▶ [AVAILABLE RECORDS]:
Issue #1632, opened 2025-09-16
[storage/index] support index sharding


roberto-bayardo:
The storage index currently puts everything in a single shard, so the bytes/key is at best the number of bytes used by the translator (~8-9 for large DBs) plus the number of bytes required by the value (typically 8 for a location index). We could support sharding the index using the first "n" (where n is ~1-3) bytes of the key to remove n bytes from the average bytes/key.

roberto-bayardo:
Sharded index is now implemented by the above PRs.  Leaving this issue open until we create a concrete qmdb instance leveraging it.

PR #2206, opened 2025-11-12
[storage/index] ordered variant of partitioned index

roberto-bayardo:
Implementation of the ordered variant of a partitioned index, with tests + comparison to other variants by adding it to the index insertion benchmark.

context: https://github.com/commonwarexyz/monorepo/issues/1632

### DIFF
--- a/storage/src/index/mod.rs
+++ b/storage/src/index/mod.rs
@@ -1325,7 +1325,7 @@ mod tests {
         let runner = deterministic::Runner::default();
         runner.start(|context| async move {
             {
-                let mut index = new_partitioned_unordered(context);
+                let mut index = new_partitioned_unordered(context.clone());
                 run_index_remove_middle_then_next(&mut index);
             }
             {


storage/src/index/partitioned/ordered.rs
```diff
@@ -0,0 +1,417 @@
...
+            }
+        }
+
+        for partition in self.partitions[..partition_index].iter().rev() {
+            let mut iter = partition.last_translated_key().peekable();
+            if iter.peek().is_some() {
+                return Box::new(iter) as Box<dyn Iterator<Item = &'a Self::Value> + 'a>;
+            }
+        }
+
```
danlaine, line 173: Do we want to have wrap-around logic? For example, if we have partitions 0, 1 and 2, and each has 1 element, then what should happen if we try to get the `prev_translated_key` of the (only) key in 1?

storage/src/index/partitioned/ordered.rs
```diff
@@ -0,0 +1,417 @@
...
+        for partition in self.partitions.iter().skip(partition_index + 1) {
+            let mut iter = partition.first_translated_key().peekable();
+            if iter.peek().is_some() {
+                return Box::new(iter) as Box<dyn Iterator<Item = &'a Self::Value> + 'a>;
+            }
+        }
+
```
danlaine, line 198: Same question as above about wrap-around logic

storage/src/index/partitioned/mod.rs
```diff
@@ -14,4 +14,120 @@
...
+pub mod ordered;
 pub mod unordered;
+
+// Because the prefix length has a max of 3, we can safely use a 4-byte int for the index type
+// used by prefix conversion.
+const INDEX_INT_SIZE: usize = 4;
+
+/// Get the partition index for the given key, along with the prefix-stripped key for probing
+/// the referenced partition. The returned index value is in the range `[0, 2^(P*8) - 1]`.
+fn partition_index_and_sub_key<const P: usize>(key: &[u8]) -> (usize, &[u8]) {
```
danlaine, line 26: This is sort of implementing a `Translator`, right? I wonder whether we should implement a `Translator` to hold this logic.

storage/src/index/partitioned/ordered.rs
roberto-bayardo: The wrap around is being handled at the app layer. If we do it here I think we'd need to return an indicator of whether a wrap-around took place.

storage/src/index/partitioned/mod.rs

▶ [WORK ORDER]:
Once you have found every line in the listing that holds the string "support", copy each of them.

▶ [EXERCISE OUTPUT]:
[storage/index] support index sharding
The storage index currently puts everything in a single shard, so the bytes/key is at best the number of bytes used by the translator (~8-9 for large DBs) plus the number of bytes required by the value (typically 8 for a location index). We could support sharding the index using the first "n" (where n is ~1-3) bytes of the key to remove n bytes from the average bytes/key.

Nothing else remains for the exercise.